Bom, quem aqui gosta de histórias de detetive? Eu já vi uma ótima!

P.S.: Creio eu que a mudança de tom no filme se deve à saída de Wolfgang Reitherman (que foi um dos diretores principais da Disney, e produtor, desde 101 Dálmatas) da cadeira de direção. Adicionalmente, ele faleceu em 1985, o mesmo ano em que esse filme lançou. 

P.S.2: Esse filme se baseou em um dos livros da série de fantasia "As Aventuras de Prydain", escrito por Lloyd Alexander. Imaginei que vocês queriam saber.

terça-feira, 15 de julho de 2014

O Cão e a Raposa (1981)

Chegamos aos anos 80, época da dança, do fim da ditadura, e de filmes que fazem você chorar sem motivo aparente.

O nosso próximo filme da lista é O Cão e a Raposa, e vou avisando logo. Não tenho muito pra dizer sobre ele...


Eu tinha algumas lembranças do filme, no geral, mas, pra ser sincero, não lembrava de muito... Quando finalmente reassisti, fiquei com reações mistas...
Parte de mim gostou do que viu, a outra parte... nem tanto.

A introdução do filme é uma das mais interessantes de toda a lista até agora: ela tem uma atmosfera serena, lenta, e que vai se construindo devagar, bem devagar.
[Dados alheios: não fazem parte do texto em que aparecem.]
Issue #2062, opened 2017-03-14
Change client / server logger names for filtering in Sentry


kumar303:
Both our server side error logger and client side logger is named `javascript` because that's the default. Let's [change](https://docs.sentry.io/clients/javascript/config/) them so that each one has unique names like `client-js` and `server-js` (or whatever). This will allow us to [filter the events](https://sentry.prod.mozaws.net/operations/addons-frontend-amo-prod/?query=is%3Aunresolved%20logger%3Ajavascript).

Client is configured here: https://github.com/mozilla/addons-frontend/blob/master/src/core/client/base.js#L22

Server is configured here: https://github.com/mozilla/addons-frontend/blob/master/src/core/server/base.js#L140

PR #2109, opened 2017-03-20
Configure Sentry logger for filtering

kumar303:
Fixes https://github.com/mozilla/addons-frontend/issues/2062


kumar303:
I tested it locally, seems to be working:

https://sentry.prod.mozaws.net/operations/addons-frontend-test/?query=logger%3A%22client-js%22
https://sentry.prod.mozaws.net/operations/addons-frontend-test/?query=logger%3A%22server-js%22

PR #2124, opened 2017-03-22
Build locales in build script

muffinresearch:
This removes all the built locale JS from the tree and instead builds it as part of the build step.


tofumatt:
more-red-than-green
red-celebrate

bin/build-locales
```diff
@@ -15,65 +16,70 @@ const chalk = require('chalk');
 const toSource = require('tosource');
 const oneLine = require('common-tags').oneLine;
 
-const appName = config.get('appName');
+const app = config.get('appName');
+const buildAll = process.env.ADDONS_FRONTEND_BUILD_ALL === '1';
```
tofumatt: Should this just be any value? `true` would be nicer to use on the command line... if that would ever get used locally?

tofumatt: I see what this is... I feel like accepting `true` as well might be nice 😄

tofumatt: (But also a comment explaining what this does exactly would be handy. It took me a second to grok.

tofumatt:
Oh, this fails servertests though because of `let` usage.

PR #2125, opened 2017-03-22
Allow non-ints for readOnly (#1888)

tofumatt:
Sorry I said I tweaked this locally and forgot to push. Just doesn't bother making a difference between `readOnly` and not `<Ratings>` for half-stars.


tofumatt:
@kumar303 requested this change and we agreed to it but I forgot to merge it in... so i'm just gonna do it here, hope that's okay 😄

kumar303:
No problem, thanks for the follow-up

Se não estou errado, é a primeira vez que a Disney experimentou com créditos iniciais sem música.
É interessante porque deixa você com a cabeça despreparada, você relaxa a guarda, sem esperar mais música... E então... MÚSICA!
Uma raposa com um filhote aparece, fugindo dos latidos de um cachorro.
Essa segunda parte ajuda a pintar o quadro que boa parte do filme passa: a ideia da caça, e se isso é bom ou ruim.

Depois que todos os personagens são propriamente introduzidos, no entanto, o filme passa por um momento que, é aquela, ou você ama ou odeia...
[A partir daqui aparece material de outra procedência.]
Issue #2123, opened 2017-03-22
Support non-JWT authentication tokens for login/logout


kumar303:
Steps to test this change:
* log in
* log out
* navigate the site and make sure you're still logged in

The session authentication token will no longer be a JWT as of https://github.com/mozilla/addons-server/issues/4907 so the frontend code needs to be adjusted accordingly.

ValentinaPC:
> Steps to test this change:
> 
>     log in
>     log out
>     navigate the site and make sure you're still logged in

"make sure that we are still logged in", after log out?
Should we check this on mobile pages?
Thanks!

tofumatt:
Yes, this change was for the mobile pages so it should be checked on them :-)

ValentinaPC:
I like your sens of humor, but, sorry to insist, not sure I follow - what part of "log out and make sure you are still logged in" is normal? :)

tofumatt:
Ahaha okay I see. Sorry!

Each of those steps are separate, not one after the other. So just make sure login works, logout works, and that after login you can navigate the site and stay logged in. Sorry! 😄

kumar303:
Hah! My bad, I can see how that was really unclear now. I just updated the description.

ValentinaPC:
It was fun, nevertheless. Thanks for clarification! Will check :)

ValentinaPC:
Verified as fixed on AMO-dev FF52(Android 6.0.1).
I've navigated through mobile pages, being logged in or out, or tried to make actions that require to be logged in, while logged out and everything behaves as expected.
Note: A video showing this would be too long.

PR #2129, opened 2017-03-22
Supports the new API auth scheme which switched away from JWTs

kumar303:
Fixes https://github.com/mozilla/addons-frontend/issues/2123

This needs to land in sync with https://github.com/mozilla/addons-server/pull/4960

### DIFF
--- a/src/core/server/base.js
+++ b/src/core/server/base.js
@@ -22,7 +22,7 @@ import { createApiError } from 'core/api';
 import ServerHtml from 'core/containers/ServerHtml';
 import { prefixMiddleWare, trailingSlashesMiddleware } from 'core/middleware';
 import { convertBoolean } from 'core/utils';
-import { setClientApp, setLang, setJwt, setUserAgent } from 'core/actions';
+import { setClientApp, setLang, setAuthToken, setUserAgent } from 'core/actions';
 import log from 'core/logger';
 import {
   getDirection,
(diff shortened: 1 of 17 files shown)


src/core/server/base.js
```diff
@@ -22,7 +22,7 @@ import { createApiError } from 'core/api';
 import ServerHtml from 'core/containers/ServerHtml';
 import { prefixMiddleWare, trailingSlashesMiddleware } from 'core/middleware';
 import { convertBoolean } from 'core/utils';
-import { setClientApp, setLang, setJwt, setUserAgent } from 'core/actions';
+import { setClientApp, setLang, setAuthToken, setUserAgent } from 'core/actions';
```
tofumatt: Nitpick but we tend to alphabetise imports. But like, only fix if you need to fix something else too.

tests/client/core/api/test_api.js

Sem dizer muito (até porque, sério, tá difícil arranjar palavras pra falar dele aqui), depois que os animais (ou, no caso, os cachorros e a raposa) começam a falar, todo aquele tom da introdução praticamente desaparece. Até parece que estamos vendo outro filme, completamente diferente. O tom fica incrivelmente mais leve, e a mensagem de caça praticamente some do mapa. Além disso, muitas dessas cenas de conversas entre os animais ou são embaraçosas, ou são tediosas...
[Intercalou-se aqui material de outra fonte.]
PR #2133, opened 2017-03-22
Use fastclick

### LINKED ISSUE #1883: Consider using fastclick or similar.
I notice when using an android device sometimes clicks can be hard to activate  (e.g. the logout button) and having to hit it multiple times feels clunky.

We should at implementing some kind of fast click support e.g: https://www.npmjs.com/package/react-fastclick

tofumatt:
Fix #1883.


tofumatt:
Just managed to test this locally and it seems to improve touch/click speeds. r?

src/core/client/base.js
```diff
@@ -16,6 +17,8 @@ import log from 'core/logger';
 
 
 export default function makeClient(routes, createStore) {
+  FastClick.attach(document.body);
```
kumar303: I would like to see this added after the Sentry logging so that we can get reports of FastClick errors :)

While you're in here, could you put a comment above the Sentry configuration saying something like "This should come before any other code to catch and report errors" ?

tofumatt:
Cool, updated.

PR #2166, opened 2017-03-23
feat: Add a Loading bar to the site

### LINKED ISSUE #1983: Implement the UX for navigation and data loading
In order to smooth out some of the kinks in the way navigation works in the mobile pages it would be good to define the way we want navigation to work so that it feels intuitive to the user.

@pwalm do you have thoughts on how navigating between pages should work are we just aiming for making it work as a traditional site would or should we be looking to aim for something that provides some kind of transition?

It would be good to cover general page navigation and how loading indicators should be surfaced. If there are specific interactions that aren't yet covered we could add details for those here too.

Related issues:

* Navigation flow is strange https://github.com/mozilla/addons-frontend/issues/1953 
* Scroll position is not preserved pressing back after exploring non-search lists  https://github.com/mozilla/addons-frontend/issues/1954

tofumatt:
Fixes #1983. Now we have a cool loading bar!

This also removes the old spinning fox loading indicator we had because this indicator is global.

### Video

mar-23-2017 19-31-55


package.json
```diff
@@ -195,6 +196,7 @@
     "mozilla-version-comparator": "1.0.2",
     "normalize.css": "5.0.0",
     "normalizr": "3.2.2",
+    "npm": "4.4.1",
```
muffinresearch: Was this intended?

package.json
```diff
@@ -187,6 +187,7 @@
     "fastclick": "1.0.6",
     "helmet": "3.5.0",
     "humps": "2.0.0",
+    "i": "0.3.5",
```
muffinresearch: Where is this used?

tofumatt: Nope!

tofumatt:
Okay, should be ready for r? but Travis is being weird so I'll see about clearing its caches and getting `yarn` to run on it...

kumar303:
Patching `callApi()` could also be done in a future patch since it might get a little bit hairy.

tofumatt:
Yeah I'd rather the `callApi` bit happened separately as this doesn't break any of it and adds a lot to the UX of the site. I've filed #2179.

Quando eles não falam, e temos apenas os humanos conversando, ou agindo entre si, e coisas do gênero, aí a coisa muda de figura, e fica interessante de novo. Sei que é meio estúpido dizer isso de um filme Disney, mas essa foi minha impressão. No caso desse filme, eu preferia ver a raposa agindo como raposa e os cães agindo como cães...

Na verdade, o ponto alto do filme é justamente nas cenas mais "reais", se me permite o termo. Por exemplo, as cenas de perseguição, que são ótimas. Não me pergunte o que é de bom nelas, porque não sei dizer.

O enredo do filme é mais ou menos da forma que eu estou deixando parecer: cheio de altos e baixos. A boa notícia? Os altos são bem bacanas, e compensam o filme. A má notícia? Tem muitos baixos, são mais frequentes, e se você não tiver paciência, o filme perde a graça muito, muito rápido...

Não vou dizer que esse filme é tão ruim como "A Espada era a Lei", mas que tem muitas cenas muito lentas, isso tem.
Talvez eu estivesse esperando demais do filme, ou algo assim. Não sei...

Por causa disso, aqui estou para dizer: assista, e tire suas próprias conclusões. Talvez você consiga um pensamento mais organizado do que o meu.

A propósito, me prometeram que o próximo da lista terá um caldeirão, e ele será mágico.